La ventaja más amplia la habría conseguido en Táchira, estado fronterizo con Colombia, donde -según la información publicada por la oposición- González cuadriplicó los votos de Maduro.

El candidato opositor también obtuvo más de 70% de los votos en Mérida (77%), Barinas (75%), Bolívar (72%), Carabobo (71%) y Falcón (71%), según las actas publicadas.

Indudablemente, si la clase media había decrecido como parte fundamental de la diáspora, estos resultados eran necesariamente una expresión de la voluntad de los sectores populares. Una muestra fehaciente del fracaso de haber desestimado los barrios populares, los campesinos, los agricultores, las familias rurales; era el renacimiento de un mundo considerado perdido, aplastado, manejado como un país de petroleros que consume, que se alimenta en los lugares más modernos del país, de la tierra, olvidándose de ese mundo perdido de la pobreza y la marginalidad. En nuestras ciudades donde crecen edificaciones modernas, centros comerciales con las mejores tiendas del mundo, con bodegones por doquier, callada y discretamente resurgieron esos barrios pobres a los cuales solo ofrecíamos mendrugos, bolsas CLAP y mucha represión.
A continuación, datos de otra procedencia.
PR #490, opened 2018-09-02
Use dedicated pkg.conf for package installation

gronke:
The package repo for the iocage release package mirroring is no longer propagated globally. Instead pkg is prefixed to use alternate directories.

Este breve recuento, no sistemático, nos permite afirmar que los cambios que necesariamente ocurrirán en Venezuela a partir de este 2026 tienen que basarse en una visión integradora, donde los sectores populares sean un componente esencial de las propuestas de cambio, donde el desarrollo rural reciba apoyo de los ingresos petroleros, con prioridad en  una educación que genere competencia, dignidad moral, la valoración del esfuerzo humano como motor del cambio y la generación de más y mejores oportunidades para todos.

Cierro con Claudio Nazoa: Hay que comenzar por no dejarnos derrotar por nosotros mismos.